The new topology of the field.

Returns#

FieldBase

The extended field.

Raises#

ValueError

If the field is shrunk in any direction.

sum(axes: tuple[int] | None = None) ScalarField[source]#

Sum of the Field over the whole domain in the specified axes.

Description#

This method computes the sum of the Field over the whole domain (across all processes) in the specified axes. If no axes are specified, the sum is computed over all axes.

Note

We recommend using the f.integrate() method to integrate the field in certain directions. The integrate() method takes the grid spacing into account while the sum() method does not.

Parameters#

axestuple[int] | None

The axes to sum over. If None, sum over all axes.

Returns#

FieldBase

The sum of the field. The returned field has no extend in the specified axes.

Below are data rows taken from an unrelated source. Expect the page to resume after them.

PR #2478, opened 2025-03-28
MCR-3245 Enable PMD rule LinguisticNaming

rsteph-de:
[Link to jira](https://mycore.atlassian.net/browse/MCR-3245).

### DIFF
--- a/mycore-iiif/src/main/java/org/mycore/iiif/image/parser/MCRIIIFScaleParser.java
+++ b/mycore-iiif/src/main/java/org/mycore/iiif/image/parser/MCRIIIFScaleParser.java
@@ -59,7 +59,7 @@ public class MCRIIIFScaleParser {
 
         StringBuilder wBuilder = new StringBuilder();
         StringBuilder hBuilder = new StringBuilder();
-        getWidthAndHeightStrings(wBuilder, hBuilder);
+        retrieveWidthAndHeightStrings(wBuilder, hBuilder);
         String w = wBuilder.toString();
         String h = hBuilder.toString();
 
@@ -135,7 +135,7 @@ public class MCRIIIFScaleParser {
             (int) Math.ceil(percentValue / 100 * sourceRegionHeight));
     }
 
-    private void getWidthAndHeightStrings(StringBuilder wBuilder, StringBuilder hBuilder) {
+    private void retrieveWidthAndHeightStrings(StringBuilder wBuilder, StringBuilder hBuilder) {
         char[] chars = this.targetScale.toCharArray();
         boolean writeW = true;
         boolean first = true;
--- a/mycore-iiif/src/main/java/org/mycore/iiif/image/parser/MCRIIIFScaleParser.java
+++ b/mycore-iiif/src/main/java/org/mycore/iiif/image/parser/MCRIIIFScaleParser.java
@@ -57,24 +57,16 @@ public class MCRIIIFScaleParser {
             return parsePercentValue();
         }
 
-        StringBuilder wBuilder = new StringBuilder();
-        StringBuilder hBuilder = new StringBuilder();
-        retrieveWidthAndHeightStrings(wBuilder, hBuilder);
-        String w = wBuilder.toString();
-        String h = hBuilder.toString();
+        Dimension d = Dimension.build(this.targetScale);
 
-        try {
-            if (w.length() == 0) {
-                return scaleToHeight(Integer.parseInt(h));
-            } else if (h.length() == 0) {
-                return scaleToWidth(Integer.parseInt(w));
-            } else if (isBestFit()) {
-                return bestFit(Integer.parseInt(w), Integer.parseInt(h));
-            } else {
-                return scale(Integer.parseInt(w), Integer.parseInt(h));
-            }
-        } catch (NumberFormatException e) {
-            throw new IllegalArgumentException(h + " or " + w + " ist not a valid scale value!", e);
+        if (d.isWidthEmpty()) {
+            return scaleToHeight(d.height());
+        } else if (d.isHeightEmpty()) {
+            return scaleToWidth(d.width());
+        } else if (isBestFit()) {
+            return bestFit(d.width(), d.height());
+        } else {
+            return scale(d.width(), d.height());
         }
 
     }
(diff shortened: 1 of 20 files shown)


rsteph-de:
We need to talk about the changes in `MCRObjectCommands` ...
There have been two pairs of methods with similiar results:
- `showNextId()` vs  `getNextId()`
- `showLastId()` vs. `getNextId()`

The `get*()`have to be deleted to comply with this PMD rule.
We can discuss if we want to have the shorter (only the ID) or longer output (a sentence like *the last id of {base} is {mcrid}*) as output of the command.

mycore-iiif/src/main/java/org/mycore/iiif/image/parser/MCRIIIFScaleParser.java
```diff
@@ -59,7 +59,7 @@ public MCRIIIFImageTargetSize parseTargetScale() {
 
         StringBuilder wBuilder = new StringBuilder();
         StringBuilder hBuilder = new StringBuilder();
-        getWidthAndHeightStrings(wBuilder, hBuilder);
+        retrieveWidthAndHeightStrings(wBuilder, hBuilder);
```
Mewel: This doesn't really look better, retrieve is kind of like get. I would rewrite to:

```
Dimension dimension = getDimension(this.targetScale);

        try {
            if (dimension.isWidthEmpty()) {
                return scaleToHeight(dimension.getHeight());
            } else if (dimension.isHeightEmpty()) {
                return scaleToWidth(dimension.getWidth());
            } else if (isBestFit()) {
                return bestFit(dimension.getWidth(), dimension.getHeight());
            } else {
                return scale(dimension.getWidth(), dimension.getHeight());
            }
        } catch (NumberFormatException e) {
            throw new IllegalArgumentException(
                dimension.height + " or " + dimension.width + " ist not a valid scale value!", e);
        }
```
```

private Dimension getDimension(String scale) {
        StringBuilder wBuilder = new StringBuilder();
        StringBuilder hBuilder = new StringBuilder();

        char[] chars = scale.toCharArray();
        boolean writeW = true;
        boolean first = true;
        for (char currentChar : chars) {
            switch (currentChar) {
                case ',' -> {
                    first = false;
                    if (!writeW) {
                        throw new IllegalArgumentException("second , found in scale!");
                    }
                    writeW = false;
                }
                case '!' -> {
                    if (!first) {
                        throw new IllegalArgumentException("! should be located only in the first position of scale!");
                    }
                    first = false;
                }
                default -> {
                    first = false;
                    if (writeW) {
                        wBuilder.append(currentChar);
                    } else {
                        hBuilder.append(currentChar);
                    }
                }
            }
        }
        return new Dimension(wBuilder.toString(), hBuilder.toString());
    }

    private record Dimension(String width, String height) {

        boolean isWidthEmpty() {
            return width == null || width.isEmpty();
        }

        boolean isHeightEmpty() {
            return height == null || height.isEmpty();
        }

        int getWidth() {
            return Integer.parseInt(width);
        }

        int getHeight() {
            return Integer.parseInt(height);
        }

    }

```

mycore-mods/src/main/java/org/mycore/mods/rss/MCRRSSFeedImporter.java
```diff
@@ -135,10 +135,10 @@ public MCRRSSFeedImporter(String sourceSystemID) {
         field2queryID = MCRConfiguration2.getStringOrThrow(prefix + "Field2QueryID");
         xsl2BuildNotificationMail = MCRConfiguration2.getString(prefix + "XSL2BuildNotificationMail").orElse(null);
 
-        getPattern2FindID(prefix);
+        retrievePattern2FindID(prefix);
```
Mewel: Why not change it to:

```
        pattern2findID = getPattern2FindID(prefix);
    }

    private Pattern getPattern2FindID(String prefix) {
        String patternProperty = prefix + "Pattern2FindID";
        try {
            String pattern = MCRConfiguration2.getStringOrThrow(patternProperty);
            return Pattern.compile(pattern);
        } catch (PatternSyntaxException ex) {
            String msg = "Regular expression syntax error: " + patternProperty;
            throw new MCRConfigurationException(msg, ex);
        }
    }
```

mycore-wcms2/src/main/java/org/mycore/wcms2/resources/MCRWCMSFileBrowserResource.java
```diff
@@ -124,7 +124,7 @@ public String getFolders() throws IOException, ParserConfigurationException, SAX
         DocumentBuilder docBuilder = docFactory.newDocumentBuilder();
         File file = new File(MCRLayoutUtilities.getNavigationURL().getPath());
         Document doc = docBuilder.parse(file);
-        getAllowedPaths(doc.getDocumentElement());
+        retrieveAllowedPaths(doc.getDocumentElement());
```
Mewel: Better name would be: updateFolderList()

Mewel (changes requested):

Mewel:
> We need to talk about the changes in `MCRObjectCommands` ... There have been two pairs of methods with similiar results:
> 
> * `showNextId()` vs  `getNextId()`
> * `showLastId()` vs. `getNextId()`
> 
> The `get*()`have to be deleted to comply with this PMD rule. We can discuss if we want to have the shorter (only the ID) or longer output (a sentence like _the last id of {base} is {mcrid}_) as output of the command.

I would remove getNextId() and only use showNextId(), but I would remove the String "The next free ID  is {}" and only return the actual ID like in the old getNextId() method.

Robert: This is how it is currently done in this PR.

mycore-mods/src/main/java/org/mycore/mods/rss/MCRRSSFeedImporter.java
rsteph-de: that's better - I will modify the PR.

mycore-iiif/src/main/java/org/mycore/iiif/image/parser/MCRIIIFScaleParser.java
rsteph-de: I liked this approach and developed it further.
But in general I would like to keep changes as small as possible and do changes like this in a follow-up issue/PR.
My priority: Get all PMD rules working ASAP.

mycore-wcms2/src/main/java/org/mycore/wcms2/resources/MCRWCMSFileBrowserResource.java
rsteph-de: done!

Mewel (dismissed):

kkrebs (changes requested):

Mewel (approved):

max(axes: tuple[int] | None = None) ScalarField[source]#

Maximum value of the Field over the whole domain.

Description#

This method computes the maximum value of the Field over the whole domain (across all processes) in the specified axes. If no axes are specified, the maximum is computed over all axes.

Parameters#

axestuple[int] | None

The axes to compute the maximum over. If None, compute the maximum over all axes.

Returns#

FieldBase

The maximum value of the Field over the specified axes. The returned field has no extend in the specified axes.

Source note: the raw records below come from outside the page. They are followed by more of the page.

PR #2482, opened 2025-03-30
MCR-3272 Enable PMD rule OverrideBothEqualsAndHashcode

rsteph-de:
[Link to jira](https://mycore.atlassian.net/browse/MCR-3272).

### DIFF
--- a/mycore-base/src/main/java/org/mycore/common/xsl/MCRParameterCollector.java
+++ b/mycore-base/src/main/java/org/mycore/common/xsl/MCRParameterCollector.java
@@ -386,6 +386,26 @@ public class MCRParameterCollector {
         return hashCode;
     }
 
+    @Override
+    public boolean equals(Object obj) {
+        if (this == obj) {
+            return true;
+        }
+        if (obj == null) {
+            return false;
+        }
+        if (getClass() != obj.getClass()) {
+            return false;
+        }
+        MCRParameterCollector other = (MCRParameterCollector) obj;
+        return hashCode == other.hashCode
+            && modified == other.modified
+            && onlySetXSLParameters == other.onlySetXSLParameters
+            && setPropertiesFromConfiguration == other.setPropertiesFromConfiguration
+            && Objects.equals(parameters, other.parameters);
+
+    }
+
     private static final class SavePropertiesCacheHolder {
         private final static AtomicInteger COMPUTED_HASH_CODE = new AtomicInteger(0);
         private final static AtomicReference<UUID> PROPERTIES_CHANGE_LISTENER_ID = new AtomicReference<>();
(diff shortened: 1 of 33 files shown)


rsteph-de:
In most cases I created missing hashCode() and equals() methods via Eclipse automatically

mycore-base/src/main/java/org/mycore/common/xsl/MCRParameterCollector.java
```diff
@@ -386,6 +386,26 @@ public int hashCode() {
...
+        }
+        if (getClass() != obj.getClass()) {
+            return false;
+        }
+        MCRParameterCollector other = (MCRParameterCollector) obj;
+        return hashCode == other.hashCode
+            && modified == other.modified
+            && onlySetXSLParameters == other.onlySetXSLParameters
+            && setPropertiesFromConfiguration == other.setPropertiesFromConfiguration
+            && Objects.equals(parameters, other.parameters);
```
toKrause, line 404: All bets are probably off if `modified` is `true` for one of the compared `MCRParameterCollector`-instances, because that means, that the cached `hashCode` is stale.

Maybe
```
return hashCode() == other.hashCode()
            && onlySetXSLParameters == other.onlySetXSLParameters
            && setPropertiesFromConfiguration == other.setPropertiesFromConfiguration
            && Objects.equals(parameters, other.parameters);
```
That would ensure that `modified` is `false` for both instances and that the cached `hashCode` is up to date for both instances.


Also, the `hashCode()`-method contains this gem:

```
int result = LOGGER.hashCode();
```

I have no clue what the purpose of that is. Should you be able to figure it out, maybe add a comment. Bu I suspect, that the classic prime of `31` should also be fine.

mycore-base/src/main/java/org/mycore/datamodel/metadata/MCRMetaDefault.java
```diff
@@ -436,18 +436,32 @@ public int hashCode() {
...
+     *  
+     * 
+     */
     @Override
     public boolean equals(Object obj) {
         if (this == obj) {
             return true;
         }
-        if (obj == null || getClass() != obj.getClass()) {
+        if(obj == null) {
```
toKrause: Small formatting error (missing space).

toKrause (changes requested):

mycore-base/src/main/java/org/mycore/common/xsl/MCRParameterCollector.java
rsteph-de: I checked   `LOGGER.hashCode()`, which does `return getName().hashCode();`
Therefore I agree we can work with prime of `31`.

rsteph-de: The hashCode() function is used to generate an eTag to cache the output of an XSLT template which was called with this MCRParameterCollector.
There is proably no use case for the new `equals()` function, But we should make sure that it returns a reasonable and valid result.
I will follow your suggestion.

toKrause (dismissed):

kkrebs (changes requested):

min(axes: tuple[int] | None = None) ScalarField[source]#

Minimum value of the Field over the whole domain.

Description#

This method computes the minimum value of the Field over the whole domain (across all processes) in the specified axes. If no axes are specified, the minimum is computed over all axes.

Parameters#

axestuple[int] | None

The axes to compute the minimum over. If None, compute the minimum over all axes.

Returns#

FieldBase

The minimum value of the Field over the specified axes. The returned field has no extend in the specified axes.

integrate(axes: tuple[int] | None = None) ScalarField[source]#

Global integral of the Field in specified axes.

Description#

Computes the global integral of the Field in the specified axes:

\[\sum_{i} \int_{x_i} f(\boldsymbol{x}) dx_i\]

If no axes are specified, the integral is computed over all axes.

Parameters#

axestuple[int] | None

The axes to integrate over. If None, integrate over all axes.

Returns#

FieldBase

The integral of the Field over the specified axes.

mean(axes: tuple[int] | None = None) ScalarField[source]#

Global mean of the Field in specified axes.

Description#

Computes the global mean of the Field in the specified axes:

\[\frac{\sum_{i} \int_{x_i} f(\boldsymbol{x}) dx_i} {\sum_{i} \int_{x_i} dx_i}\]

If no axes are specified, the mean is computed over all axes.

Parameters#

axestuple[int] | None

The axes to compute the mean over. If None, compute the mean over all axes.

Returns#

FieldBase

The mean of the Field over the specified axes.

abs() ScalarField[source]#

Map the field by taking the absolute value (\(|f|\)).

Returns#

FieldBase

The absolute value of the field.

dot(other: ScalarField | VectorField | TensorField) ScalarField | VectorField | TensorField[source]#

Compute the dot product with another field.

Parameters#

otherFieldBase

The other field.

Returns#

FieldBase

The dot product.

Description#

Computes the dot product with another field. The dot product is defined as

\[f \cdot g^*\]

where \(f\) and \(g\) are the fields and \(^*\) denotes the complex conjugate.

The return value depends on the type of the fields. The following table shows the possible return values:

Field Type

Field Type

Return Type

ScalarField

ScalarField

ScalarField

ScalarField

VectorField

VectorField

ScalarField

TensorField

TensorField

VectorField

ScalarField

VectorField

VectorField

VectorField

ScalarField

VectorField

TensorField

Error

TensorField

ScalarField

TensorField

TensorField

VectorField

VectorField

TensorField

TensorField

TensorField

conj() ScalarField[source]#

Compute the complex conjugate.

Returns#

FieldBase

The complex conjugate. If the field is real, the field itself is returned.